Hi, I am thinking about buying a 1557M furnace. i am wanting to add it on to my central furnace. My question is if the blowers (two 550cfm blowers) will be enough to push the air to my existing furnace. They will be about 25' apart. I would like to install the 1557 in my garage and run the heat pipe to the crawl space. Thats where my central furnace is located. To do this I would have to run the heat pipe with a double 90 elbow to get it going down to the floor. Would this inhibit the air flow to much? I have a 2200 sq. ft. two story home. Just want to know if this unit will do the job. Thanks, any input would be appreciated.


----------



## Stihl_WoodBandit (Dec 31, 2008)

I just bought one from the TSC in Eaton cause i got it on scratch & dent sale.  The one in Troy has 3 units still for $1150.  The two 550 cfm blowers will definitly move some air.  There is a way you can wire it in to your existing forced air furnace also.  The both of them will keep your house warm.  

I'm really happy with mine.  Had it since 12/26/08 and havent burned a drip of propane! You'll be happy with one if you decide to purchace it.


----------



## laynes69 (Dec 31, 2008)

The furnaces work well when set up properly. Also not too expensive. You will have issues with the furnace installing it like that though. You won't get the flow on a 25' run with 2 90's on those blowers. And with 2200 square feet, that setup won't work. Also I wouldn't recommend installing the unit in a garage. I wouldn't want the boom factor if anything around it is combustible. Is there any way for you to install it  by the furnace? Is the current furnace in the crawlspace?

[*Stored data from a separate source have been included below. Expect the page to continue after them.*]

PR #98608, opened 2026-08-30
fix(desktop): keep remote profile settings isolated

fangliquanflq:
## What does this PR do?

Desktop now keeps profile-scoped Settings and Profiles REST requests attached to the selected profile when the registry primary reuses an already-running remote or cloud gateway. Without this fix, the reused descriptor loses its shared-gateway scope marker and the backend silently serves the primary/default profile's configuration for every profile page.

### Symptom

On a desktop whose registry primary is a remote OAuth gateway, requests such as `GET /api/config`, `GET /api/model/options`, and `GET /api/model/auxiliary` can omit `?profile=`. Multiple profile pages then render and edit the primary profile's settings instead of their own.

### Impact

Remote-primary desktop users can see and update the wrong profile configuration even though each profile's on-disk data remains distinct. The UI makes separate profiles appear to share model and auxiliary settings.

### Bug Cause

**Trigger:** `apps/desktop/electron/main.ts:11129` / `ensureRegistryBackend()` registry-primary reuse paths

**Causal chain:**
1. A renderer REST request targets a named profile through a remote or cloud registry primary.
2. `ensureRegistryBackend()` reuses the already-running primary descriptor but returns it without `sharedRemote: true`.
3. `pathForRegistryBackendRequest()` treats the descriptor as backend-scoped and does not append `?profile=`, so the shared gateway answers from its primary/default home.

**Why it is wrong:** Remote and cloud registry sources are shared gateways whose request profile is part of the routing contract, regardless of whether the connection was freshly dialed or reused from the legacy primary path.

And why would you want it in the garage? the unit would work, only if installed properly.


----------



## brickman (Jan 1, 2009)

I was at the TSC in troy on 12/31/08 and they still have three units, but marked down to $976.00 I don't have any other place to put the wood furnace in my house. Don't have a basement just a crawl space. And yes my central furnace is in the crawl space under the house. I don't store any combustibles in the garage. The only way to get heat pipes from the 1557 would be to turn the pipes down to the floor and then into the crawl space to my central furnace.


----------



## laynes69 (Jan 1, 2009)

You could try it. I would contact the insurance agency and see if it would be okay. I could see alot of heat loss, and flow loss through the 2 ducts. Thats a good price for the unit, but to me a bad way to install a furnace. How about a freestanding stove in the home?


----------



## Stihl_WoodBandit (Jan 1, 2009)

Dang it I had to drive down to Dayton to get a slightly dented one for $976.  It figures that now they have them in troy for the same price.  

With your possible setup, the 90's and the length of duct are a negative, but I would have thought that if you hooked it up to your furnace that the furnace fan would help pull the air from the garage furnace.  It is possible to get a larger cfm fan for the wood furnace.  

Maybe get a HVAC contractor out to your house and get their opinion on it.  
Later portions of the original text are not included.